Stored data
PR #12203, opened 2015-06-24
docs(ngAnimate): if statement typo. use element css selector.

yichaowang:
Replace ? to :. The directive is a element in example not an attribute.


gkalpak:
LGTM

TASK BRIEF: Note each line above that holds "element", then copy all of them.

EXERCISE RESPONSE:
docs(ngAnimate): if statement typo. use element css selector.
Replace ? to :. The directive is a element in example not an attribute.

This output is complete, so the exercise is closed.